━━ Information given

PR #4716, opened 2016-05-07
Add documentation for pootle_fs

phlax:
Separated documentation from the code PR for pootle_fs.

Ill copy these pages to the wiki so we can edit and copy back when we are happy


docs/developers/components/finder.rst
```diff
@@ -0,0 +1,328 @@
+#doctest: +ELLIPSIS
+.. _translation_file_finder:
+
+
+Translation File Finder
+=======================
+
+This tool provides a way of mapping translation files in a filesystem to pootle codes for
```
ta2-1: pootle codes? did you mean paths?

phlax: i did mean codes, but not sure what is clearest - ie it doesnt return a `pootle_path` more like the contents of ``split_pootle_path``

PR #4720, opened 2016-05-09
Pootle fs finder

phlax:
Add a TranslationFileFinder for pootle_fs

https://github.com/translate/pootle/wiki/DocsTranslationFileFinder

more recent docs here

https://github.com/translate/pootle/pull/4716

### DIFF
--- a/pootle/apps/pootle_fs/finder.py
+++ b/pootle/apps/pootle_fs/finder.py
@@ -1,0 +1,187 @@
+# -*- coding: utf-8 -*-
+#
+# Copyright (C) Pootle contributors.
+#
+# This file is a part of the Pootle project. It is distributed under the GPL3
+# or later license. See the LICENSE file for a copy of the license and the
+# AUTHORS file for copyright and authorship information.
+
+import fnmatch
+import os
+import re
+
+import scandir
+
+from django.utils.functional import cached_property
+from django.utils.lru_cache import lru_cache
+
+
+PATH_MAPPING = (
+    (".", "\."),
+    ("<language_code>", "(?P<language_code>[\w\-\.]*)"),
+    ("<filename>", "(?P<filename>[\w\-\.]*)"),
+    ("/<dir_path>/", "/<dir_path>"),
+    ("<dir_path>", "(?P<dir_path>[\w\/\-]*?)"))
+
+DEFAULT_EXTENSIONS = ("po", "pot")
+
+
+class TranslationFileFinder(object):
+
+    extensions = DEFAULT_EXTENSIONS
+    path_mapping = PATH_MAPPING
+
+    def __init__(self, translation_path, path_filters=None, extensions=None):
+        TranslationPathValidator(translation_path).validate()
+        self.translation_path = translation_path
+        if extensions:
+            self.extensions = extensions
+        self.path_filters = path_filters
+
+    @cached_property
+    def regex(self):
+        return re.compile(self._parse_path())
+
+    @cached_property
+    def file_root(self):
+        """The deepest directory that can be used from the translation path
+        before the <tags>.
+        """
+        file_root = self.translation_path.split("<")[0]
+        if not file_root.endswith("/"):
+            file_root = "/".join(file_root.split("/")[:-1])
+        return file_root.rstrip("/")
+
+    def match(self, file_path):
+        """For a given file_path find translation_path matches.
+        If a match is found `file_path`, `matchdata` is returned.
+        """
+        match = self.regex.match(file_path)
+        if not match:
+            return
+        matched = match.groupdict()
+        matched["dir_path"] = (
+            matched.get("dir_path", "").strip("/"))
+        if not matched.get("filename"):
+            matched["filename"] = os.path.splitext(
+                os.path.basename(file_path))[0]
+        return file_path, matched
+
+    def walk(self):
+        """Walk a filesystem"""
+        for root, dirs, files in scandir.walk(self.file_root):
+            for filename in files:
+                yield os.path.join(root, filename)
+
+    def find(self):
+        """Find matching files anywhere in file_root"""
+        for filepath in self.walk():
+            match = self.match(filepath)
+            if match:
+                yield match
+
+    @lru_cache(maxsize=None)
+    def reverse_match(self, language_code, filename=None,
+                      extension=None, dir_path=None):
+        """For given matchdata return the file path that would be
+        matched.
+        """
+        if extension is None:
+            extension = self.extensions[0]
+        if extension not in self.extensions:
+            raise ValueError("ext must be in the list of possible extensions")
+        if not filename:
+            filename = language_code
+        extension = extension.strip(".")
+        path = (
+            "%s.%s"
+            % (os.path.splitext(self.translation_path)[0], extension))
+        if dir_path and "<dir_path>" not in path:
+            return
+        path = (path.replace("<language_code>", language_code)
+                    .replace("<filename>", filename))
+        if "<dir_path>" in path:
+            if dir_path and dir_path.strip("/"):
+                path = path.replace(
+                    "<dir_path>", "/%s/" % dir_path.strip("/"))
+            else:
+                path = path.replace("<dir_path>", "")
+        local_path = path.replace(self.file_root, "")
+        if "//" in local_path:
+            path = os.path.join(
+                self.file_root,
+                local_path.replace("//", "/").lstrip("/"))
+        return path
+
+    def _ext_re(self):
+        return (
+            r".(?P<ext>(%s))"
+            % "|".join(
+                ("%s$" % x)
+                for x in set(self.extensions)))
+
+    def _parse_path_regex(self):
+        path = self.translation_path
+        for k, v in self.path_mapping:
+            path = path.replace(k, v)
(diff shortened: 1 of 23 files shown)


pootle/apps/pootle_fs/finder.py
```diff
@@ -0,0 +1,180 @@
...
+    ("<filename>", "(?P<filename>[\w\-\.]*)"),
+    ("/<dir_path>/", "/<dir_path>"),
+    ("<dir_path>", "(?P<dir_path>[\w\/\-]*?)"))
+
+
+class TranslationFileFinder(object):
+
+    path_mapping = PATH_MAPPING
+
+    def __init__(self, translation_path, path_filters=None, ext=["po", "pot"]):
```
phlax: ext should be None or immutable type

pootle/apps/pootle_fs/finder.py
```diff
@@ -0,0 +1,182 @@
...
+DEFAULT_EXTS = ("po", "pot")
+
+
+class TranslationFileFinder(object):
+
+    path_mapping = PATH_MAPPING
+
+    def __init__(self, translation_path, path_filters=None, ext=None):
+        self.translation_path = translation_path
+        self.ext = ext or DEFAULT_EXTS
```
unho: ext? Better use extensions.

pootle/apps/pootle_fs/finder.py
```diff
@@ -0,0 +1,182 @@
...
+        if "<" in self.stripped_path or ">" in self.stripped_path:
+            raise ValueError(
+                "Only <language_code>, <dir_path>, <filename> and <ext> are valid "
+                "patterns to match in the translation path")
+
+    def validate_path(self):
+        if re.search("[^\w\/\-\.]+", self.stripped_path):
+            raise ValueError(
+                "Translation paths can only contain alpha-numeric characters, "
+                "_ or -: '%s'" % self.path)
```
unho: What about `/`?

phlax: i think i might just change to `Invalid translation_path  character '%s'`

pootle/apps/pootle_fs/finder.py
phlax: yep

pootle/apps/pootle_fs/finder.py
```diff
@@ -0,0 +1,182 @@
...
+
+    def __init__(self, path):
+        self.path = path
+
+    def validate_no_dots(self):
+        links_to_parent = (
+            self.path == ".."
+            or self.path.startswith("../")
+            or "/../" in self.path
+            or self.path.endswith("/.."))
```
unho: Is it not enough to check `".." in self.path`?

phlax: `foo..bar` is a valid filepath. I suppose (and this relates to valid chars issue too) it deps on how much we want to support of any potential filesystems

pootle/apps/pootle_fs/finder.py
```diff
@@ -0,0 +1,182 @@
...
+
+class TranslationFileFinder(object):
+
+    path_mapping = PATH_MAPPING
+
+    def __init__(self, translation_path, path_filters=None, ext=None):
+        self.translation_path = translation_path
+        self.ext = ext or DEFAULT_EXTS
+        self.path_filters = path_filters
+        TranslationPathValidator(translation_path).validate()
```
unho: Perhaps it is better to put this at the beginning of the block to fail early.

phlax: yep

pootle/apps/pootle_fs/finder.py
phlax: hmm @unho as it requires absolute paths, im wondering if a better check is

```self.path == os.path.abspath(self.path)```

File: pootle/apps/pootle_fs/finder.py [hunk 6]
```diff
@@ -0,0 +1,182 @@
...
+                self.file_root,
+                local_path.replace("//", "/").lstrip("/"))
+        return path
+
+    def _ext_re(self):
+        return (
+            r".(?P<ext>(%s))"
+            % "|".join(
+                ("%s$" % x)
+                for x in set(self.ext)))
```
unho: Is it not necessary to use list comprehension?

phlax: as opposed to a generator expression?

pootle/apps/pootle_fs/finder.py
```diff
@@ -0,0 +1,182 @@
...
+        self.ext = ext or DEFAULT_EXTS
+        self.path_filters = path_filters
+        TranslationPathValidator(translation_path).validate()
+
+    @cached_property
+    def regex(self):
+        return re.compile(self._parse_path())
+
+    @cached_property
+    def file_root(self):
```
unho: Is `file_root` the directory in the path?

pootle/apps/pootle_fs/finder.py
```diff
@@ -0,0 +1,182 @@
...
+        file_root = self.translation_path.split("<")[0]
+        if not file_root.endswith("/"):
+            file_root = "/".join(file_root.split("/")[:-1])
+        return file_root.rstrip("/")
+
+    def match_filepath(self, file_path):
```
unho: As always it would be nice to have some docstrings that provide a brief description of what it does. Not nice to always have to read the code to understand what it does.

pootle/apps/pootle_fs/finder.py
```diff
@@ -0,0 +1,182 @@
...
+        filename = os.path.basename(file_path)
+        match = self.match(file_path)
+        if not match:
+            return
```
unho: `filename` two lines above is not necessary in case we return here

pootle/apps/pootle_fs/finder.py
phlax: its the deepest directory path it can get without using any of the tags

pootle/apps/pootle_fs/finder.py
phlax: fair point, ill add some - also in relation to this method - i think i will merge with `match` - doesnt seem much point having both

pootle/apps/pootle_fs/finder.py
unho: If you can find out which are the offending characters it looks like a better approach.

pootle/apps/pootle_fs/finder.py
unho:
```python
In [6]: os.path.abspath("..")
Out[6]: '/home'
```

?¿?

pootle/apps/pootle_fs/finder.py
unho: Please add explanatory docstring.

pootle/apps/pootle_fs/finder.py
```diff
@@ -0,0 +1,182 @@
...
+        matched = match.groupdict()
+        matched["dir_path"] = (
+            matched.get("dir_path", "").strip("/"))
+        if not matched.get("filename"):
+            matched["filename"] = os.path.splitext(
+                os.path.basename(filename))[0]
+        return file_path, matched
+
+    def walk(self):
+        # print("Walking the FS: %s" % self.file_root)
```
unho: I guess you would drop commented code before merging.

pootle/apps/pootle_fs/finder.py
phlax:
```
>>> ".." == os.path.abspath("..")
False
```

pootle/apps/pootle_fs/finder.py
```diff
@@ -0,0 +1,182 @@
...
+        return self.regex.match(file_path)
+
+    @lru_cache(maxsize=None)
+    def reverse_match(self, language_code, filename=None, ext=None, dir_path=None):
+        if not filename:
+            filename = language_code
+        if ext is None:
+            ext = self.ext[0]
+        if ext not in self.ext:
+            raise ValueError("ext must be in the list of possible extensions")
```
unho: Please move bail out early code as close as possible to beginning of block.

pootle/apps/pootle_fs/finder.py
unho: Current code is fine. I am just not used to generator expressions. My apologies.

pytest_pootle/fixtures/pootle_fs/finder.py
```diff
@@ -0,0 +1,199 @@
...
+    "foo/@<language_code>/bar.<ext>"]
+
+ROOT_PATHS = OrderedDict()
+ROOT_PATHS["<language_code>.<ext>"] = ""
+ROOT_PATHS["foo/<language_code>.<ext>"] = "foo"
+ROOT_PATHS["foo/bar/baz-<filename>-<language_code>.<ext>"] = "foo/bar"
+
+MATCHES = OrderedDict()
+MATCHES["po/<language_code>.<ext>"] = (
+    ["en.po", "foo/bar/en.po"],
```
ta2-1: I didn't expect that this is not_matching part.

ta2-1:
@phlax thanks. it's done very well. lgtm.

PR #4721, opened 2016-05-10
More RTL language candidates

dwaynebailey:
Found anther source of RTL languages.  It doesn't have references that
make me more confident that they're right, so document their source for
future debuggers.

### DIFF
--- a/pootle/i18n/gettext.py
+++ b/pootle/i18n/gettext.py
@@ -61,8 +61,16 @@ def language_dir(language_code):
     RTL_LANGS = [
         # Helpful list of RTL codes:
         # https://en.wikipedia.org/wiki/Right-to-left#RTL_Wikipedia_languages
-        "ar", "arc", "bcc", "bqi", "ckb", "dv", "fa", "glk", "he", "ks", "lrc",
-        "mzn", "pnb", "ps", "sd", "ug", "ur", "yi", "nqo",
+        'ar', 'arc', 'bcc', 'bqi', 'ckb', 'dv', 'fa', 'glk', 'he', 'ks', 'lrc',
+        'mzn', 'pnb', 'ps', 'sd', 'ug', 'ur', 'yi', 'nqo',
+        # and
+        # https://github.com/i18next/i18next/blob/ee3afd8e5d958e8d703a208194e59fa5228165fd/src/i18next.js#L257-L262
+        'shu', 'sqr', 'ssh', 'xaa', 'yhd', 'yud', 'aao', 'abh', 'abv', 'acm',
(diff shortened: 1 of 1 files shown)


pootle/i18n/gettext.py
```diff
@@ -61,8 +61,16 @@ def language_dir(language_code):
     RTL_LANGS = [
         # Helpful list of RTL codes:
         # https://en.wikipedia.org/wiki/Right-to-left#RTL_Wikipedia_languages
-        "ar", "arc", "bcc", "bqi", "ckb", "dv", "fa", "glk", "he", "ks", "lrc",
-        "mzn", "pnb", "ps", "sd", "ug", "ur", "yi", "nqo",
+        'ar', 'arc', 'bcc', 'bqi', 'ckb', 'dv', 'fa', 'glk', 'he', 'ks', 'lrc',
+        'mzn', 'pnb', 'ps', 'sd', 'ug', 'ur', 'yi', 'nqo',
```
unho: Since you are changing this I suggest putting one per line.

pootle/i18n/gettext.py
```diff
@@ -61,8 +61,16 @@ def language_dir(language_code):
...
+        # and
+        # https://github.com/i18next/i18next/blob/ee3afd8e5d958e8d703a208194e59fa5228165fd/src/i18next.js#L257-L262
+        'shu', 'sqr', 'ssh', 'xaa', 'yhd', 'yud', 'aao', 'abh', 'abv', 'acm',
+        'acq', 'acw', 'acx', 'acy', 'adf', 'ads', 'aeb', 'aec', 'afb', 'ajp',
+        'apc', 'apd', 'arb', 'arq', 'ars', 'ary', 'arz', 'auz', 'avl', 'ayh',
+        'ayl', 'ayn', 'ayp', 'bbz', 'pga', 'iw', 'pbt', 'pbu', 'pst', 'prp',
+        'prd', 'ydd', 'yds', 'yih', 'ji', 'hbo', 'men', 'xmn', 'jpr', 'peo',
+        'pes', 'prs', 'sam',
```
unho: It would be nicer to have the list in alphabetical order to make it easier to check if the language is missing.

unho:
I will trust that all of those codes correspond to RTL languages. I only checked a few of them, all variants of Arabic.

pootle/i18n/gettext.py
dwaynebailey: Way too painful to list one per line, the file isn't meant to be taken up by a list of RTL languages.  And way to painful to sort, that's what search is for in your favourite editor.

unho:
lgtm

phlax:
lgtm

ta2-1:
lgtm

PR #4728, opened 2016-05-12
Fix: serializers gather correctly and pass store

phlax:
This PR contains a cleanup and a couple of fixes

- Config.set_config does not return a Config object
- Config.none().get_config was not working correctly on ModelConfig
- Fix serializers should be called with Store, and gather on Project

and adjusts tests accordingly

### DIFF
--- a/tests/models/config.py
+++ b/tests/models/config.py
@@ -36,9 +36,11 @@ def _test_config_bad_create(create_func):
             key="foo4", value="bar", object_pk="23").save()
 
 
-def _test_config_ob(conf, **kwargs):
-    conf.save()
-    conf = Config.objects.get(id=conf.id)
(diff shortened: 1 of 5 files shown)


unho:
lgtm

tests/models/config.py
```diff
@@ -37,8 +37,10 @@ def _test_config_bad_create(create_func):
 
 
 def _test_config_ob(conf, **kwargs):
-    conf.save()
```
ta2-1: it overrides `conf` fuction parameter.

ta2-1:
lgtm after comment is addressed.

tests/models/config.py
phlax: cool, ill remove

PR #4733, opened 2016-05-13
Cleanup: rename views' `is_admin` to `has_admin_access`

julen:
Renames views' `is_admin` property to a more natural `has_admin_access` (also in the template context).


unho:
lgtm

━━━━

Required work:
The lines to retype, exactly and only, run from the first line of the material through the line with "ta2-1: pootle codes? did you mean paths?".

Result:
PR #4716, opened 2016-05-07
Add documentation for pootle_fs

phlax:
Separated documentation from the code PR for pootle_fs.

Ill copy these pages to the wiki so we can edit and copy back when we are happy


docs/developers/components/finder.rst
```diff
@@ -0,0 +1,328 @@
+#doctest: +ELLIPSIS
+.. _translation_file_finder:
+
+
+Translation File Finder
+=======================
+
+This tool provides a way of mapping translation files in a filesystem to pootle codes for
```
ta2-1: pootle codes? did you mean paths?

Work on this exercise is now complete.